--- Work order ---
Retype each line of the listing below, word for word.

═══ Source data ═══

PR #4323, opened 2021-03-01
Finish go to selected paged from category sidebar

ben-qnimble:
## Motivation

Pull [#3898](https://github.com/facebook/docusaurus/pull/3898) looks very helpful (sidebar category linking to doc) but it seems like it got stalled, so I'm trying to get it over the finish line by addressing issues mentioned in the pull request code review.

Yes

## Test Plan

Please see [#3898](https://github.com/facebook/docusaurus/pull/3898). I set a few categories to have links and verified that they work as expected. 

## Related PRs

Adding to the commits in [#3898](https://github.com/facebook/docusaurus/pull/3898) to address code review comments.


packages/docusaurus-theme-classic/src/theme/DocSidebar/index.tsx
```diff
@@ -106,17 +121,26 @@ function DocSidebarItemCategory({
...
-          [styles.menuLinkText]: !collapsible,
+          [styles.menuLinkText]: !collapsible && initialLink === '',
         })}
+        {...(isInternalUrl(initialLink)
+          ? {
+              isNavLink: true,
+              onClick: onItemClick,
+            }
+          : {
+              target: '_blank',
```
lex111, line 137: You do not need to manually set attributes for external links, please see this commit https://github.com/facebook/docusaurus/pull/4242/files#diff-4fcb9710514433c26ba9bd767a61ab349d919e22ee776b78762e3d5f9e2e2e9d for more details.

ben-qnimble: Should be addressws in a2e87935

packages/docusaurus-theme-classic/src/theme/DocSidebar/index.tsx
```diff
@@ -64,6 +65,7 @@ function DocSidebarItemCategory({
     }
     return isActive ? false : item.collapsed;
   });
+  const [initialLink, setInitialLink] = useState('');
```
lex111, line 68: Let's avoid using empty string here and elsewhere in this PR. Use `null` or `undefined` instead.

ben-qnimble: Commit b8e9f035 changes from 'empty string to undefined.

packages/docusaurus-theme-classic/src/theme/DocSidebar/index.tsx
```diff
@@ -64,6 +65,7 @@ function DocSidebarItemCategory({
     }
     return isActive ? false : item.collapsed;
   });
+  const [initialLink, setInitialLink] = useState(undefined);
```
slorber, line 68: We don't need state here, we need to read item and get the final link destination (the `to` props).

This should rather be useMemo than useState + useEffect, as it's a value that can be computed

packages/docusaurus-theme-classic/src/theme/DocSidebar/index.tsx
```diff
@@ -81,16 +83,29 @@ function DocSidebarItemCategory({
     if (justBecameActive && collapsed) {
       setCollapsed(false);
     }
+    if (item.link) {
+      if (Object.hasOwnProperty.call(item.link, 'type')) {
+        switch (item.link.type) {
+          case 'doc':
+            setInitialLink(item.link.id);
```
slorber, line 90: this is not correct, the id is not the URL path, as docs can use slugs they have ids that can be totally different from their final URL.

This requires resolving the id to the doc URL path

(+ shouldn't need setState)

packages/docusaurus-plugin-content-docs/src/plugin-content-docs.d.ts
```diff
@@ -34,6 +34,7 @@ declare module '@docusaurus/plugin-content-docs-types' {
   export type PropSidebarItemCategory = PropsSidebarItemBase & {
     type: 'category';
     label: string;
+    link?: object;
```
slorber, line 37: we'd rather have a proper TS type here

packages/docusaurus-plugin-content-docs/src/sidebars.ts
```diff
@@ -97,7 +97,7 @@ function assertItem<K extends string>(
 function assertIsCategory(
   item: unknown,
 ): asserts item is SidebarItemCategoryJSON {
-  assertItem(item, ['items', 'label', 'collapsed', 'customProps']);
+  assertItem(item, ['items', 'label', 'collapsed', 'link', 'customProps']);
```
slorber, line 100: We need to validate that the link attribute is valid in this function + add unit tests

slorber (changes requested):
Thanks for working on this

Left some inline review comments

let me know if you need any help to handle those

packages/docusaurus-plugin-content-docs/src/sidebars.ts
ben-qnimble: I might need some help on this one

ben-qnimble (commented):
> Thanks for working on this
> 
> Left some inline review comments
> 
> let me know if you need any help to handle those

Yeah, I think I'll need help on what's left. Mostly decoding the url from the doc id and validation on the link. Thanks

Josh-Cena:
Hi, what's the status of this PR? I'd be really looking forward to this feature.

@ben-qnimble In case you are still working on it, here are a few hints:

> Is there a function for getting the URL path from a document id?

You need several hooks to extract this information, but here's a reference:

https://github.com/facebook/docusaurus/blob/295e77cc098790f89e65d6fcd421dc4e3c6d8eac/packages/docusaurus-theme-classic/src/theme/NavbarItem/DocNavbarItem.tsx#L49-L62

> We need to validate that the link attribute is valid in this function

Just follow the pattern below to verify that `link` is a string and it's pointing to a valid doc (or not? Maybe just type check is sufficient)

I'm in need of this feature and it's a shame seeing it getting stalled multiple times now 🤦‍♂️

packages/docusaurus-theme-classic/src/theme/DocSidebar/index.tsx
```diff
@@ -132,6 +153,7 @@ function DocSidebarItemCategory({
           <DocSidebarItem
             tabIndex={collapsed ? '-1' : '0'}
             key={childItem.label}
+            link={link}
```
Josh-Cena, line 156: Why bind this to the children elements? Only the category with `link` should have a link associated right?

slorber:
> Hi, what's the status of this PR? I'd be really looking forward to this feature.

This is a complex feature and this PR is not really in the direction I'd like to take to provide a set of useful features to Docusaurus (in particular https://github.com/facebook/docusaurus/issues/2643)

I'll try to see if there's anything to take here, but ultimately it's likely that I close it.

I'll start to work on these features soon, this is the next big task on my todolist.

Josh-Cena:
Closing in favor of #5830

═══

--- Expected answer ---
PR #4323, opened 2021-03-01
Finish go to selected paged from category sidebar

ben-qnimble:
## Motivation

Pull [#3898](https://github.com/facebook/docusaurus/pull/3898) looks very helpful (sidebar category linking to doc) but it seems like it got stalled, so I'm trying to get it over the finish line by addressing issues mentioned in the pull request code review.

Yes

## Test Plan

Please see [#3898](https://github.com/facebook/docusaurus/pull/3898). I set a few categories to have links and verified that they work as expected. 

## Related PRs

Adding to the commits in [#3898](https://github.com/facebook/docusaurus/pull/3898) to address code review comments.


packages/docusaurus-theme-classic/src/theme/DocSidebar/index.tsx
```diff
@@ -106,17 +121,26 @@ function DocSidebarItemCategory({
...
-          [styles.menuLinkText]: !collapsible,
+          [styles.menuLinkText]: !collapsible && initialLink === '',
         })}
+        {...(isInternalUrl(initialLink)
+          ? {
+              isNavLink: true,
+              onClick: onItemClick,
+            }
+          : {
+              target: '_blank',
```
lex111, line 137: You do not need to manually set attributes for external links, please see this commit https://github.com/facebook/docusaurus/pull/4242/files#diff-4fcb9710514433c26ba9bd767a61ab349d919e22ee776b78762e3d5f9e2e2e9d for more details.

ben-qnimble: Should be addressws in a2e87935

packages/docusaurus-theme-classic/src/theme/DocSidebar/index.tsx
```diff
@@ -64,6 +65,7 @@ function DocSidebarItemCategory({
     }
     return isActive ? false : item.collapsed;
   });
+  const [initialLink, setInitialLink] = useState('');
```
lex111, line 68: Let's avoid using empty string here and elsewhere in this PR. Use `null` or `undefined` instead.

ben-qnimble: Commit b8e9f035 changes from 'empty string to undefined.

packages/docusaurus-theme-classic/src/theme/DocSidebar/index.tsx
```diff
@@ -64,6 +65,7 @@ function DocSidebarItemCategory({
     }
     return isActive ? false : item.collapsed;
   });
+  const [initialLink, setInitialLink] = useState(undefined);
```
slorber, line 68: We don't need state here, we need to read item and get the final link destination (the `to` props).

This should rather be useMemo than useState + useEffect, as it's a value that can be computed

packages/docusaurus-theme-classic/src/theme/DocSidebar/index.tsx
```diff
@@ -81,16 +83,29 @@ function DocSidebarItemCategory({
     if (justBecameActive && collapsed) {
       setCollapsed(false);
     }
+    if (item.link) {
+      if (Object.hasOwnProperty.call(item.link, 'type')) {
+        switch (item.link.type) {
+          case 'doc':
+            setInitialLink(item.link.id);
```
slorber, line 90: this is not correct, the id is not the URL path, as docs can use slugs they have ids that can be totally different from their final URL.

This requires resolving the id to the doc URL path

(+ shouldn't need setState)

packages/docusaurus-plugin-content-docs/src/plugin-content-docs.d.ts
```diff
@@ -34,6 +34,7 @@ declare module '@docusaurus/plugin-content-docs-types' {
   export type PropSidebarItemCategory = PropsSidebarItemBase & {
     type: 'category';
     label: string;
+    link?: object;
```
slorber, line 37: we'd rather have a proper TS type here

packages/docusaurus-plugin-content-docs/src/sidebars.ts
```diff
@@ -97,7 +97,7 @@ function assertItem<K extends string>(
 function assertIsCategory(
   item: unknown,
 ): asserts item is SidebarItemCategoryJSON {
-  assertItem(item, ['items', 'label', 'collapsed', 'customProps']);
+  assertItem(item, ['items', 'label', 'collapsed', 'link', 'customProps']);
```
slorber, line 100: We need to validate that the link attribute is valid in this function + add unit tests

slorber (changes requested):
Thanks for working on this

Left some inline review comments

let me know if you need any help to handle those

packages/docusaurus-plugin-content-docs/src/sidebars.ts
ben-qnimble: I might need some help on this one

ben-qnimble (commented):
> Thanks for working on this
> 
> Left some inline review comments
> 
> let me know if you need any help to handle those

Yeah, I think I'll need help on what's left. Mostly decoding the url from the doc id and validation on the link. Thanks

Josh-Cena:
Hi, what's the status of this PR? I'd be really looking forward to this feature.

@ben-qnimble In case you are still working on it, here are a few hints:

> Is there a function for getting the URL path from a document id?

You need several hooks to extract this information, but here's a reference:

https://github.com/facebook/docusaurus/blob/295e77cc098790f89e65d6fcd421dc4e3c6d8eac/packages/docusaurus-theme-classic/src/theme/NavbarItem/DocNavbarItem.tsx#L49-L62

> We need to validate that the link attribute is valid in this function

Just follow the pattern below to verify that `link` is a string and it's pointing to a valid doc (or not? Maybe just type check is sufficient)

I'm in need of this feature and it's a shame seeing it getting stalled multiple times now 🤦‍♂️

packages/docusaurus-theme-classic/src/theme/DocSidebar/index.tsx
```diff
@@ -132,6 +153,7 @@ function DocSidebarItemCategory({
           <DocSidebarItem
             tabIndex={collapsed ? '-1' : '0'}
             key={childItem.label}
+            link={link}
```
Josh-Cena, line 156: Why bind this to the children elements? Only the category with `link` should have a link associated right?

slorber:
> Hi, what's the status of this PR? I'd be really looking forward to this feature.

This is a complex feature and this PR is not really in the direction I'd like to take to provide a set of useful features to Docusaurus (in particular https://github.com/facebook/docusaurus/issues/2643)

I'll try to see if there's anything to take here, but ultimately it's likely that I close it.

I'll start to work on these features soon, this is the next big task on my todolist.

Josh-Cena:
Closing in favor of #5830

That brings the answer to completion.